:: DESCRIPTION OF THE TASK ::
From the line with "I guess it's" through the final line of the entries below, write out each line exactly and nothing else.

:: SUPPLIED DATA ::
_ _ _

PR #2614, opened 2023-08-20
Change “Delete Note” shortcut to cmd+backspace

montyevans:
Per this [thread](https://forums.ankiweb.net/t/change-add-cmd-delete-as-delete-note-shortcut/32965)


dae:
Hmm. This will mean that people on Windows/Linux now need to use a new shortcut too. Perhaps we should only change the shortcut on Macs? There's an 'isMac' variable you can check for.

montyevans:
Hmmn. I think there's a SCSS mixin called `isMac`, but the only reference I can find in the Python code is [this](https://github.com/ankitects/anki/blob/dcf91fcc509fa377c1907caf9e0b4640c9e992d4/qt/aqt/utils.py#L1281) comment, but it might be out of date? I can't see an `isMac` variable among the global variables referenced there.

In any case, I think this change is probably net helpful on Windows / Linux too? I'm was a Windows user until last year, and I remember backspace much more common in shortcuts / keybindings than delete (i.e. forward delete). I generally understand  backspace to be the "default" delete, regardless of OS; in cases where deleting _forwards_ is useful / meaningful, then the OSes diverge on how to treat that. 

So I'd softly vote to keep this as is, but defer to you for cross-OS norms: if you have a pointer to the `isMac` variable that would be sweet!

montyevans:
Fair enough - just updated the PR accordingly. Thanks for the `is_mac` pointer: silly of me not to check :)

dae:
Thanks Monty!

PR #3181, opened 2024-04-29
Use median in calculating cost and remove outliers

### LINKED ISSUE #3172: (FSRS) Use median in calculating cost and remove outliers
Corresponding PR in Python optimizer:
- https://github.com/open-spaced-repetition/fsrs-optimizer/pull/109

Changes:
- Use median instead of mean to calculate average costs
- Remove entries where time = 0 ms
- Remove entries where time > 1200000 ms (20 min)

The second change was probably already made in
- https://github.com/ankitects/anki/pull/2870.

L-M-Sherlock:
Close #3172


rslib/src/scheduler/fsrs/retention.rs
```diff
@@ -135,15 +135,22 @@ impl Collection {
...
+                    let mut group_vec = group.into_iter().map(|r| r.taken_millis).collect_vec();
+                    group_vec.sort_unstable();
+                    let median_millis = if group_vec.len() % 2 == 0 {
+                        let mid = group_vec.len() / 2;
+                        (group_vec[mid - 1] + group_vec[mid]) as f64 / 2.0
+                    } else {
+                        group_vec[group_vec.len() / 2] as f64
+                    };
+                    let median_secs = median_millis / 1000.0;
+                    arr[button_chosen as usize - 1] = median_secs;
```
dae, line 153: The median calculation is repeated 3 times - it would be nicer if this was factored out into a separate function, and that would also make it easy to add a simple unit test that makes sure it handles 0, 1 and 2 element vecs correctly.

L-M-Sherlock: I have refactored the code just now.

dae: Thanks!

PR #3182, opened 2024-04-29
Fix '366 of 365 days studied'

### LINKED ISSUE #2961: 366 of 365 days studied

abdnh:
Closes #2961

I think the issue here is that .nice() is modifying the domain to `[-365, 5]` when `xMin = -364`, so the graph is including an additional day.

I couldn't confirm whether @iuliachiriac's investigation in #3044 applies to the new graphs screen.

Here's the code I used to insert revlog entries for testing:
```python
from aqt import mw

cid = 1714400365037
for i in range(1, 367):
    id = 1000 * (mw.col.sched.day_cutoff - 86400 * i + 50)
    mw.col.db.execute(
        "INSERT OR REPLACE INTO revlog (id,cid,usn,ease,ivl,lastIvl,factor,time,type) VALUES (?, ?, -1, 3, 1.5, 1.5, 2500, 100, 0)",
        id,
        cid,
    )
```


dae:
Code to generate the entries was a nice touch!

It looks like I originally added .nice() to fix an issue, so I'm a little concerned this will cause a regression. Sadly, I wasn't very specific about the issue at the time, but suspect it's one of the ones mentioned on/before Jul 6: https://forums.ankiweb.net/t/anki-2-1-28-beta/629

cfc33815da285244b3045c08734314b96f5068d6

abdnh:
Probably it's this issue: https://forums.ankiweb.net/t/anki-2-1-28-beta/629/9
I guess it's only relevant for GraphRange.AllTime, so I pushed a change that applies nicing there.

dae:
Good thinking. Thanks!

PR #3184, opened 2024-04-30
fix polygon tool draw

krmanik:
> > Also, I found that the polygon  tool of image occlusion doesn’t work in in anki 24.04.1.
> 
> Originally reported on https://forums.ankiweb.net/t/is-this-bug-or-the-new-modification-in-anki-desktop/44072
>


dae:
Thanks as always, Mani!

PR #3186, opened 2024-05-01
Clean up #3167

RumovZ:
https://github.com/ankitects/anki/pull/3167#discussion_r1585985319


dae:
Thanks for the quick fix Rumo! Editor spacing looks good IMHO.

_ _ _

:: RESPONSE BOX ::
I guess it's only relevant for GraphRange.AllTime, so I pushed a change that applies nicing there.

dae:
Good thinking. Thanks!

PR #3184, opened 2024-04-30
fix polygon tool draw

krmanik:
> > Also, I found that the polygon  tool of image occlusion doesn’t work in in anki 24.04.1.
> 
> Originally reported on https://forums.ankiweb.net/t/is-this-bug-or-the-new-modification-in-anki-desktop/44072
>


dae:
Thanks as always, Mani!

PR #3186, opened 2024-05-01
Clean up #3167

RumovZ:
https://github.com/ankitects/anki/pull/3167#discussion_r1585985319


dae:
Thanks for the quick fix Rumo! Editor spacing looks good IMHO.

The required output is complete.